The average dog owner spends $655 a year on health care, that’s up 50 percent from a decade ago. Cat owners are in for $644, up nearly 75 percent, close to how much our health care costs have risen by.
And that’s a puzzle to economists, like Robin Hanson at George Mason University.
Robin Hanson: Everyone’s got a favorite villain or bugaboo about why human health care costs are increasing; it’s too much regulation, too much government involvement, too much third-party payment.
Too many malpractice lawsuits. None of these factors apply to pets. You can’t blame insurers for pushing up costs either. Pet insurance is rare; only 1 percent of pet owners in this country have it. The 99 percent are paying full freight.
Hanson: But in pet medicine, people put their money on the barrel head. And yet pet expenses are increasing nearly as fast as human expenses.
What gives? Hanson and other economists give two explanations. Explanation one: Love. We treat our pets like family. They eat our food, they sleep in our beds, they relax at the spa, they have Facebook accounts. Of course we’re going to pay for their health care. Take dogs.
Hanson: So we want to show loyalty to these dogs who are showing loyalty to us. One way to do that is to spend more on medicine for them.

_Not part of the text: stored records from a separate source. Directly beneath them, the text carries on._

PR #842, opened 2021-01-14
feat: Add animation to the ticket validity line

gorandalum:


src/screens/Ticketing/Ticket/ValidityLine.tsx
```diff
@@ -57,4 +57,104 @@ const ValidityLine: React.FC<{
...
+
+const useStyles = StyleSheet.createThemeHook((theme) => ({
+  container: {
+    marginVertical: theme.spacings.medium,
+    marginHorizontal: -theme.spacings.medium,
+    flexDirection: 'row',
+  },
+  progressBar: {
+    height: 8,
+    backgroundColor: colors.primary.green_500,
```
rikkekantega, line 149: Changes to theming in app code will be making use of themed color identifiers, as they are defined in Figma. I think green mostly just stay the same green, but many colors will change between light and dark (and potential future themes). Not something you can solve now, just a note that we should remember to change these color references later (I imagine that we'll need to refactor many places due to the new design system, so it'll probably be solved then).

rikkekantega (approved):
LGTM :rocket:

src/screens/Ticketing/Ticket/ValidityLine.tsx
gorandalum: Yeah, was working on this when I asked about the colors on Slack. The colors in dark mode is ok-ish, but probably not exactly how @pettersuul envisioned.

src/screens/Ticketing/Ticket/ValidityLine.tsx
```diff
@@ -57,4 +57,104 @@ const ValidityLine: React.FC<{
...
+/**
+ * Starts an animation for the vertical line offset which loops continuously.
+ * The offset is animated from 0 to 1, which must be interpolated to the actual
+ * pixel offset value in the vertical line component.
+ * @returns the current animated offset value
+ */
+const useAnimatedVerticalLineOffset = () => {
+  const animatedOffset = useRef(new Animated.Value(0)).current;
+  useEffect(() => {
+    Animated.loop(
```
cbrevik, line 69: Should return in useEffect from Animated.loop.start(), since the return value from start() is a function to stop the animation. Potentially it could loop forever even if the screen is unmounted/ticket is no longer valid.
```suggestion
    return Animated.loop(
```

cbrevik (changes requested):
LGTM, only thing is I would return the callback from `start` so animation is ended on component unmount.

Also, we might want to discuss how well this would work as a visual inspection when there is not much time left on your ticket:

https://user-images.githubusercontent.com/4932625/104726871-ae5a4700-5734-11eb-88d9-bed9916821b8.mov

src/screens/Ticketing/Ticket/ValidityLine.tsx
gorandalum: Fixed

gorandalum:
> Also, we might want to discuss how well this would work as a visual inspection when there is not much time left on your ticket (not a blocker for this PR) CC @pettersuul:

@pettersuul proposed a minimum wideness of 5%. Since there is a text right above the progress bar stating minutes left this should probably not be too misleading for the user. I've implemented this fix now.

cbrevik (approved):
🎉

Explanation two for the rising cost has nothing to do with your pets; it’s how we see ourselves.
Hanson: We compare ourselves to people around us. And we ask the doctor and they say well, lots of people do this, most people do this, and the bar has been raised on how much you need to spend on your pets to show you’re a caring pet owner.
Now it’s not just about us and our pets. It’s about our friends and their pets. It’s about keeping up with the Jones and the Fidos. And here’s where it really gets human: We want our pets to have everything modern medicine has to offer.
James Serpell: So the veterinary profession is if anything having a hard time keeping up with this trend.
James Serpell is professor of animal welfare at the University of Pennsylvania School of Veterinary Medicine.
Serpell: People are saying things like, “I want you to do dialysis on my cat.”
For $23,000.
strong class=”name”>Serpell: “I want you to do a total hip replacement on my dog.
For $3,000.
Serpell: That kind of thing.
But Serpell says veterinarians are also to blame for offering these things.
Serpell: I mean we’re not going to build an MRI unit and then not use it. We’re going to be recommending that our clients have their animals MRI’d.
At $1,400 a pop. As technology advances, the more doctors can do, the more we’ll pay for, because we care or want to show we do. And all these factors amplify each other, driving the cost of health care ever upward.
But there is another way to look at it.
Serpell: Having these animals may be beneficial for the health of the owner.
Decades of research has shown that pet owners are healthier, happier and live longer. Take this study from SUNY Buffalo, where they actually prescribed pets for people with high-blood pressure.
Serpell: They were a group of stockbrokers. They were allowed to choose whether they got a dog or a cat, but they had to get one.
A control group was only given medications. And then after a while they gave both groups stress tests.
Serpell: …Like having to do mental arithmetic under pressure or that sort of thing. The groups that had the pet were much less reactive to these petty stresses in life, than the other group.
And their blood pressure was lower. In fact, after the study many of the stockbrokers in the control group went out and bought themselves a pet. So when you think about the cost of pet health care, consider the health care that your pet gives you.
…Which brings us back to the Chihuahua and the muscle man. Les Price never did shell out for that tail amputation; he couldn’t afford it. And Yoda left the hospital with $30 worth of antibiotics, nothing more. And eventually, got completely better on his own. Though things were pretty dicey for those first couple weeks, the dog was battered and helpless and scared. Les even had to cradle his butt everytime he went to the bathroom. And if that doesn’t say “I care,” what does?
In Philadelphia, I’m Gregory Warner for Marketplace Money.